1. In a sewing machine, the combination of a substantially vertically reciprocable needle for the needle thread; a housing; a shuttle hook mounted in said housing for oscillatory movement about a predetermined axis in a substantially vertical plane; driver means for oscillating said hook so that the hook and the needle cooperate in converting the needle thread into a series of loops each having a plurality of limbs; a bobbin case mounted on said hook and arranged to confine a supply of bobbin thread; means for reducing the size of each loop during a predetermined stage of the respective oscillation of said hook; and means for positively guiding one limb of each loop during a reduction of the size of the loop, including a first holding member provided on said driver means and having means for engaging said one limb, and a second holding member provided on said housing and having means for directing said one limb against said first holding member.

2. The combination of claim 1, wherein each loop has a work limb and a takeup limb and said holding members are arranged to engage the takeup limb of each loop.

3. The combination of claim 2, wherein said driver means has a surface facing said hook and said first holding member extends beyond said surface.

4. The combination of claim 2, wherein said first holding member comprises a cam arranged to deflect each loop during a predetermined stage of the respective oscillation of said hook.

5. The combination of claim 4, wherein said needle is reciprocable along a predetermined path and said second holding member is adjacent said path.

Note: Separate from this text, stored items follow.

PR #1458, opened 2024-02-18
Use botcore command error manager

shtlrs:
This deflates the `CommandErrorHandler` from all the conditionals in place when it comes to error types.
Most importantly, it allows us to centralize error handling of both `text` and `slash` commands in one place, and reuse any necessary logic.

### DIFF
--- a/bot/command_error_handlers/check_failure.py
+++ b/bot/command_error_handlers/check_failure.py
@@ -1,0 +1,40 @@
+from typing import NoReturn
+
+from discord import Embed, Interaction
+from discord.ext.commands import CheckFailure, Context, NoPrivateMessage
+from pydis_core.utils.error_handling.commands import AbstractCommandErrorHandler
+
+from bot.constants import Channels, NEGATIVE_REPLIES
+from bot.utils.decorators import InChannelCheckFailure, InMonthCheckFailure
+
+from ._utils import create_error_embed
+
+
+class CheckFailureErrorHandler(AbstractCommandErrorHandler):
+    """An handler for the CheckFailure error."""
+
+    async def should_handle_error(self, error: Exception) -> bool:
+        """A predicate that determines whether the error should be handled or not."""
+        return isinstance(error, CheckFailure)
+
+    async def handle_text_command_error(self, context: Context, error: Exception) -> NoReturn:
+        """Handle error raised in the context of text commands."""
+        error_embed = self._get_error_embed(error)
+        await context.send(embed=error_embed, delete_after=7.5)
+        return
+
+    async def handle_app_command_error(self, interaction: Interaction, error: Exception) -> NoReturn:
+        """Handle error raised in the context of app commands."""
+        await interaction.response.send_message(embed=self._get_error_embed(error))
+
+    @staticmethod
+    def _get_error_embed(error: Exception) -> Embed:
+        if isinstance(error, InChannelCheckFailure | InMonthCheckFailure):
+            return create_error_embed(str(error), NEGATIVE_REPLIES)
+        if isinstance(error, NoPrivateMessage):
+            return create_error_embed(
+                "This command can only be used in the server. "
+                f"Go to <#{Channels.sir_lancebot_playground}> instead!",
+                NEGATIVE_REPLIES
+            )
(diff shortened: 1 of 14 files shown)


shtlrs:
I'll squash the implementation commits along with the fixup one once the PR is ready to be merged.

wookie184:
Honestly, I don't understand the benefit of this error dispatching system. I feel like this introduces extra complexity and makes the logic much harder to follow and understand.

Before, following the logic was as simple as:
1) `on_command_error` is called
2) `isinstance` is used to dispatch the error to the necessary handling logic

Now, to follow the logic it's:
1) `on_command_error` is called
2) It gets `self.bot.command_error_manager`
    
    - ...which is set by `register_command_error_manager` in bot-core
    - ...which is called by the return value of `bootstrap_command_error_manager` in `bot/__main__.py`
    - ...which is defined in `bot/command_error_handlers/__init__.py`, and constructs the `CommandErrorManager`
3) It calls `handle_error` on `self.bot.command_error_manager`.
    
    - This runs through `self._handlers` (which was set by calls to `register_handler` back in `bot/command_error_handlers/__init__.py`) and calls `should_handle_error` on each handler
    - This actual `should_handle_error` function is split over a lot of files.
    - `isinstance` is used to determine whether the function should be run.
    - `_get_callback` is called and the correct function is selected
    - The function is called.

I'm not sure what benefit these extra steps have given us over the current code.

shtlrs:
The idea initially came to make the exception handling logic reusable for both prefix command & slash command errors.

For the context, we have some prefix/text commands that also have their slash version sibling, and these commands use the same logic/throw the same errors.

The question was (and I'd be interested to have your point of view), how do we reuse all the logic that existed in the error handling cog in case we have errors that came from these slash commands ? 

Discord py dispatches these prefix commands through the `on_command_error` callback, and the ones coming from slash commands through the `CommandTree`'s `on_error` callback, which both have different signatures since one relies on `Context` and the other relies on `Interaction`.  So trying to relay errors from the `on_error` to the `on_command_error` one needs some sort of conversion.

I just thought of unifying both under the same interface and hiding the conversion details for the same type of error.

I understand your point of view and agree that it's slightly more complex than the setup we currently have but I don't necessarily agree that it's makes it much harder to follow nor that complex, but that could just be the fact that I'm biased since I'm the one who wrote, which makes the understanding easier.

bot/command_error_handlers/check_failure.py
```diff
@@ -0,0 +1,40 @@
...
+
+
+class CheckFailureErrorHandler(AbstractCommandErrorHandler):
+    """An handler for the CheckFailure error."""
+
+    async def should_handle_error(self, error: Exception) -> bool:
+        """A predicate that determines whether the error should be handled or not."""
+        return isinstance(error, CheckFailure)
+
+    async def handle_text_command_error(self, context: Context, error: Exception) -> NoReturn:
```
MarkKoz, line 20: The default value of a function is `None`. If a function can return, but has no explicit return value, then this annotation should be `None`. 

`NoReturn`  means it does not return i.e. control flow of the program is interrupted before it returns. I've only seen this used for functions that always throw an exception, like an abstract method that raises NotImplemented. Also, this was superceded (?) in 3.11 by `Never`.

bot/command_error_handlers/command_not_found.py
```diff
@@ -0,0 +1,64 @@
...
+QUESTION_MARK_ICON = "https://cdn.discordapp.com/emojis/512367613339369475.png"
+
+
+class CommandNotFoundErrorHandler(AbstractCommandErrorHandler):
+    """A handler for all CommandNotFound exceptions."""
+
+    def __init__(self, bot: Bot):
+        self.bot = bot
+
+    async def should_handle_error(self, error: errors.DiscordException) -> bool:
```
MarkKoz, line 23: Thoughts about using `@typing.override` for these? It makes it more explicit that this is an override, and it helps type checkers. But if we don't use a type checker then it could be argued that this would just clutter the code.

MarkKoz (commented):
A few preliminary comments - still need to do a deeper review.

shtlrs:
Closing this as we haven't reached a consensus within the core dev team.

6. The combination of claim 4, wherein said cam has a lobe which constitutes said engaging means and two tips flanking said lobe, said driver means having a surface facing said hook and said cam being adjacent said surface, said tips being disposed at a first distance from said surface and said lobe having a part which is disposed at a greater second distance from said surface.

7. The combination of claim 6, wherein said cam has the shape of a kidney.

8. The combination of claim 6, wherein said lobe has a groove for the takeup limbs of the loops, said groove being disposed in a plane which is substantially parallel to said surface.

9. The combination of claim 6, wherein said tips merge gradually into said surface of said driver means.

10. The combination of claim 6, wherein said lobe and said hook define an arcuate gap.

11. The combination of claim 10, wherein said hook has a concave surface adjacent said gap, said lobe having a convex surface adjacent said gap and complementary to said concave surface.

12. The combination of claim 2, wherein said first holding member comprises a discrete cam having a portion which is secured to said driver means.

13. The combination of claim 2, wherein said housing has a window and said second holding member comprises a projection in said window.

14. The combination of claim 13, wherein said projection has a ramp for the loops and said retaining means comprises a facet which is substantially parallel to the axis of oscillatory movement of said hook.

15. The combination of claim 14, wherein said facet has a groove for the takeup limb of a loop, said groove being inclined with reference to said axis.